Conocí al autor en una fiesta de la editorial Alrevés. Tanto él como muchos de los escritores con los que hablé allí son lo más alejado del escritor con un ego por las nubes. Afirmó que su libro era sólo entretenimiento, sin darse importancia.
Lo cierto es que lo es: es un libro muy entretenido, que va de frente y en mi opinión, muy de agradecer. Lo he dicho muchas veces y lo repito: mejor algo sin pretensiones que consigue su objetivo que libros pretendidamente profundos pero realmente vacuos. Yo he disfrutado mucho de la lectura y he pasado un buen rato, que es mucho más de lo que conseguí con el libro que me leí después y que tiene más fama.
Muy disfrutable.
Ella se agachó para abrir el candado que cerraba la persiana metálica y los pantalones se le escurrieron por las piernas, dejando delante de los ojos de Manolo Ruiz unas nalgas indecentemente gordas, blancas, con granos y que un minitanga de los que llaman de hilo dental, que hacía mucho tiempo que había dejado de ser blanco para convertirse en un extraño color grisáceo, no tapaban. El Gitano se puso colorado e intentó apartar la vista sin conseguirlo. Abigail Fernández, sin inmutarse, se levantó y arrastró, con ambas manos, el pantalón hasta su posición original. Abigail era de estatura pequeña y de constitución rolliza, el pelo lo llevaba corto y su cara era redonda de labios delgados y ojos pequeños de color marrón, muy oscuros, casi negros. Para Manolo Ruiz era la octava maravilla. Y aquel primer día sudó lo indecible para no rendirse al deseo de abrazarla.

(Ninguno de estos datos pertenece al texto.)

PR #3150, opened 2023-11-23
[ error ] Fix error message for %defaulthint on a local function

dunhamsteve:
# Description

If `%deaulthint` is used in a local definition, Idris complains "%globalhint is not valid in local definitions`.  This PR changes it to say "%defaulthint is not valid in local definitions" in that case.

Durante los días que siguieron, el Gitano gastó varias tarjetas de prepago de su teléfono móvil en convencerla para que saliera con él un sábado, a lo que, finalmente, Abigail accedió. En realidad, lo había querido hacer desde el primer día, pero pensó que hacerse de rogar era la premisa indispensable para cualquier relación.

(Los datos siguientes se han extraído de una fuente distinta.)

PR #3151, opened 2023-11-28
[ refactor ] Split Core.TT

gallais:


src/Compiler/LambdaLift.idr
```diff
@@ -417,12 +362,12 @@ mutual
            -- Find out which variables aren't used in the new definition, and
            -- do not abstract over them in the new definition.
            let scUsedL = usedVars initUsed scl
-               unusedContracted = contractUsedMany {remove=bound} scUsedL
-               unused = getUnused unusedContracted
-               scl' = dropUnused {outer=bound} unused scl
+               unusedContracted = ?scUsedL
+               us = ?zgh -- getUnused unusedContracted
```
gallais, line 366: oops

src/Core/Name/Scoped.idr
```diff
@@ -0,0 +1,264 @@
...
+keeps : (args : List a) -> Thin xs ys -> Thin (args ++ xs) (args ++ ys)
+keeps [] th = th
+keeps (x :: xs) th = keep (keeps xs th)
+
+namespace Thin
+  -- At runtime, Thin's `Refl` does not carry any additional
+  -- information. So this is safe!
+  export
+  embed : Thin xs ys -> Thin (xs ++ outer) (ys ++ outer)
+  embed = believe_me
```
Z-snails, line 127: The following definition:
```haskell

embed : Thin xs ys -> Thin (xs ++ outer) (ys ++ outer)
embed Refl = Refl
embed (Drop x) = Drop (embed x)
embed (Keep x) = Keep (embed x)
```
compiles to the identity function and avoids using `believe_me`.
On the other hand using `believe_me` is less fragile in case that optimisation is removed. (The optimisation here is the same one used to optimise `toInteger` and `fromInteger` for arbitrary `Nat` shaped types)

gallais: Yep. It's not even used in the codebase AFAICT so I may as well just drop it.

PR #3152, opened 2023-11-28
[ cli ] option to disable CSE

AlgebraicWolf:
# Description

Sometimes, when debugging code generation, it seems useful to perform `diff` on two versions of generated code. However, because of common subexpression elimination, sometimes small changes may lead to vastly different resulting scheme files. 

This patch adds a new compiler flag, `--no-cse`, that disables CSE during code generation. 

      `CONTRIBUTORS.md`).


AlgebraicWolf:
I've figured out what I was doing wrong, now it works as intended.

Manolo Ruiz la llevó a una discoteca de Cerdanyola del Valles que olía a porros de «chocolate» mangui y, a última hora, ya de la madrugada, ponían discos de rumba flamenca de los mejores: Los Chunguitos,
Rumba Tres, Los Chavis… aunque, últimamente, solían poner las canciones de los Estopa, unos vendidos que habían perdido la pureza del rumbero. A Manolo Ruiz, el Gitano no le gustaban nada los dos hermanos que componían el grupo Estopa porque los consideraba unos traidores a la rumba auténtica. La conversación de Abigail Fernández era más bien escasa y la mitad de las veces se limitaba a mirar, con ojos maliciosos e incrédulos, la cara de Manolo Ruiz cuando este decía alguna tontería. Cuando se fueron de la disco, cerca de las seis de la mañana, el Gitano, sentado en el asiento de su coche, le metió la lengua en la boca y la mano en la entrepierna. Ella se dejó hacer, incluso facilitó la maniobra de Manolo elevando la pelvis y abriendo las piernas para que este le acariciara el sexo. El Gitano, minutos después, no daba crédito a lo que le estaba pasando y se sentía el tío más afortunado del mundo, viendo cómo le abrían la cremallera del tejano y la boca de Abigail se ajustaba a su falo, mientras la claridad del día que despuntaba los dejaba como espectáculo para todos los que salían de la discoteca. Abigail, cuando se cansó de esa postura, se levantó la falda, se apartó ligeramente la braga y lo atornilló sentándose de rodillas encima de él apoyando ambas manos en el techo del coche, clavándose el volante en la espalda y desplazando, peligrosamente, con su pierna izquierda la palanca del cambio al límite de su recorrido.
Después, todo fue fácil para Manolo Ruiz excepto por la insistencia diaria y machacona de Abigail en lo del «Gitano».
—Pero… entonces, ¿tú no eres gitano?